Overall, 80% of patients presented at least one risk factor for rCDI; therefore, identifying those with the higher hazard of readmission remains challenging. Considering the cumulative number of risks factors could be a rational approach when discussing the indication of expensive secondary prevention strategies after an index hospital stay with CDI. Vancomycin and fidaxomicin are currently the recommended drugs for a first episode, especially when risk factors for rCDI are present [9, 27]. The cost-effectiveness of fidaxomicin to prevent a first recurrence remains equivocal when compared to vancomycin [28] yet might improve when extended-pulsed regimens are prescribed. [29] Model-based analyses suggest that bezlotoxumab—a monoclonal antibody directed against C. difficile toxin B—is cost-effective for rCDI prevention when combined to standards of care for index CDI cases [30]. Of note, a post-hoc analysis of the MODIFY-I/II RCTs suggests that bezlotoxumab has the greatest preventive effect in patients with three or more risk factors, while no relevant impact was observed in those with no risk factor [31]. The potential role of fecal microbiota transplantation as a first-line treatment for CDI is currently evaluated [32].

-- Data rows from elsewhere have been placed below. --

PR #2204, opened 2024-05-28
Enh - Coinbase dependency upgrade to 4.0

Adamj1232:
### Description
Coinbase dependency upgrade to 4.0
This support the new Coinbase smartwallet usage

### Checklist

- [x] send transaction
- [x] switch chains
- [x] sign message
- [x] sign typed message
- [x] disconnect


packages/coinbase/src/index.ts
```diff
@@ -31,29 +45,42 @@ function coinbaseWallet({
...
         ) as typeof CoinbaseWalletSDK
+        const { isHex, toHex } = await import('@web3-onboard/common')
 
         const base64 = window.btoa(icon || '')
         const appLogoUrl = `data:image/svg+xml;base64,${base64}`
 
+        const appChainIds = chains.map(
+          // @ts-ignore - treating hex strings as numbers as they are expected to be hex numbers
+          ({ id }) => id as number
+        )
```
nateReiners, line 56: CoinbaseWalletSDK is expecting `appChainIds: number[]`, so this should be something like 

```
const appChainIds = chains.map(({ id }) => convertChainIdToNumber(id))
```

Adamj1232: @nateReiners the number type accepts hex numbers as does the coinbase SDK from my testing. Am I incorrect in this finding?
The SDK does work as expected when using hex IDs and W3O expects chainId in hex.

Adamj1232: Using https://coinbase.github.io/coinbase-wallet-sdk/ on requestAccounts connect returns a hex so its unclear why I would pass in an int number instead of hex number

Adamj1232: chainChanged also returns a hex number.
`({ id }) => id as number` the `id` here is a hex number not a string number

nateReiners: > number type accepts hex numbers

If this were true we wouldn't need any typecasting here right? 

> Am I incorrect in this finding

I think so. The CoinbaseWalletSDK uses the first chainId in `appChainIds` as the default chain for the next request you make after connecting, and a hex string won't be recognized by the Smart Wallet popup as a supported chain. Here's how you can test it: 

1. Run the demo project locally by running `yarn dev` from root and visiting localhost:8080
2. Connect with Coinbase Wallet
3. Click the 'Sign Message' button - this request will be made on whatever chainID is the first chain ID in the `appChainIds` array, in the case of the demo app it is `"0x1"`. 

What you'll see is an unsupported network error in the Smart Wallet Popup.

Made the change here to save you some time :)  https://github.com/blocknative/web3-onboard/pull/2212

Adamj1232: Thanks for that @nateReiners although W3O expects chain Ids returned from the sdk to be in hex format so passing in number values causes issues down the line in core and common. I am not able to catch a `connect` event to convert the value to for w3o. which event should fire upon connect?

Adamj1232: When using the eoa wallet the chainId comes through as hex

packages/coinbase/src/index.ts
```diff
@@ -31,29 +45,42 @@ function coinbaseWallet({
...
-              listener(`0x${(val as number).toString(16)}`)
+              let hexVal: string
+              if (isHex(val)) {
+                hexVal = val
+              } else {
+                hexVal = toHex(val)
+              }
+
+              // @ts-ignore
+              listener(hexVal)
```
nateReiners, line 83: Thank you for handling this. We will update the `chainChanged` event in the ext and mobile providers to make them EIP-1193 compliant. Appreciate the workaround in the meantime 🙏

packages/coinbase/src/index.ts
Adamj1232: @nateReiners can the SDK be updated to handle hex chainIds along with number values? Use of hex chain ID is pretty consistent throughout

nateReiners: > W3O expects chain Ids returned from the sdk to be in hex format so passing in number values causes issues down the line in core and common

Understood. To clarify, you mean the chainId returned from an `eth_chainId` request should be a hex but is a number instead? Thank you for raising this -- this looks like a bug in our provider which we will address ASAP. In the meantime you'll have to convert the eth_chainId response to hex on your end, but you can expect 4.0.3 with that fix very soon. Are there any other spots you are expecting a hex but we're returning a number, or is it just `eth_chainId` requests?

Other libs that use @coinbase/wallet-sdk like Viem and Wagmi have chain models where the id is represented as a number, so I get what you're saying about converting to number only to get hex back again, but either way someone will have to do a hex/number conversion so we're going to leave it as `appChainIds: number[]` for now.

> I am not able to catch a connect event to convert the value to for w3o

The provider does emit a 'connect' event with the chainID as a hex upon successful connection [LOC](https://github.com/coinbase/coinbase-wallet-sdk/blob/master/packages/wallet-sdk/src/CoinbaseWalletProvider.ts#L77). 

You should be able to listen for it like this 

```
const provider = sdk.makeWeb3Provider({options: 'smartWalletOnly'});

provider.on('connect', (info) => {
    setConnect(info);
});
```

If you can point me to the LOC I can help debug if that listener isn't working.

packages/coinbase/src/index.ts
```diff
@@ -62,9 +89,20 @@ function coinbaseWallet({
 
           return coinbaseWalletProvider
         }
+        const provider = createEIP1193Provider(coinbaseWalletProvider, {
```
Adamj1232, line 92: @nateReiners patched provider to handle number value returned from `eth_chainId` - just flagging for visibility 😄

packages/coinbase/src/index.ts
Adamj1232: Thanks for that @nateReiners ! I have a patched the provider for that request in the meantime and tagged you in it in the PR. Apologies for the lack of clarity above but I think we have this at a good spot for an alpha release. All other testing has yielded good results.
Thank you again for your help!

nateReiners: PR to fix `eth_chainId` result: https://github.com/coinbase/coinbase-wallet-sdk/pull/1310

nateReiners: @Adamj1232 Yep agree the branch looks good to me!

packages/coinbase/src/index.ts
nateReiners: @Adamj1232 If you want to bump the sdk to 4.0.3 and get rid of this workaround, the version with the `eth_chainId` fix was just published https://www.npmjs.com/package/@coinbase/wallet-sdk/v/4.0.3

nateReiners (approved):

packages/coinbase/src/index.ts
Adamj1232: @nateReiners when I remove the patch and `createEIP1193Provider` function and just use the `coinbaseWalletProvider` I get the following error after bumping to 4.0.3 - I dont get this error on 4.0.2 without the method. 
`eth_chainId` fix is working well!
Screenshot 2024-05-31 at 11 11 24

Studies conducted in tertiary care hospitals in the USA and Europe estimated the extra-costs attributable to rCDI in inpatients as ranging from 8488 to 9960 Euros [6, 11, 20, 33]. Our estimations based on the French Health Insurance invoicing algorithms are slightly below these values as a likely result of more heterogeneous case-mix and patient management. Nevertheless, the nation-wide annual cost of hospital readmission with rCDI—that is, roughly 15 million Euros or 10.5% of overall annual CDI-related costs—was consistent with a previous estimation from 12 French acute care hospitals [6] and underlines the burden of rCDI on the healthcare system. However, our study was conducted on a cohort of patients hospitalized with CDI in 2015. Hence, we cannot firmly exclude that this amount decreased over the more recent years owing to improved management of patients at high risk for rCDI.

Strengths of this study include the large number of enrolled patients, the exploitation of an exhaustive nation-wide database that ensures external validity, and the accurate appraisal of readmission-related costs using standardized administrative tools. Yet, several limitations inherent to claims data analysis should be underlined. First, definitions for CDI episodes, severity criteria, and comorbidities were based on ICD-10 coding, without further medical chart review, which could have led to a degree of patient misclassification owing to reporting omission. Next, the impact of certain well-established risk factors for rCDI could not be evaluated since they were not available in the database—this especially applies for antibiotic exposure [9], the pharmacological management of index episodes [34], and serum levels of anti-toxin B antibodies [35]. Third, certain risk factors for rCDI (i.e., older ages, immunosuppression, and chronic renal failure) exert an independent impact on the hazard of short-term death in survivors of a first hospital stay with CDI. Since out-of-hospital deaths were not mentioned in the database, the competing risk of death could not be taken into account when appraising the incidence and predictors of readmission with rCDI. Lastly, analyses were restrained to the first readmission with rCDI, which could have underestimated total healthcare costs. However, only 3% of included patients experienced more than one readmission over the study period.

In conclusion, readmissions with rCDI are commonly required in French patients discharged after an index episode and are responsible for a significant part of the global burden of CDI. Secondary prevention strategies—along with the use of vancomycin or fidaxomicin—should be discussed upon the index episode in patients cumulating two or more risk factors for readmission.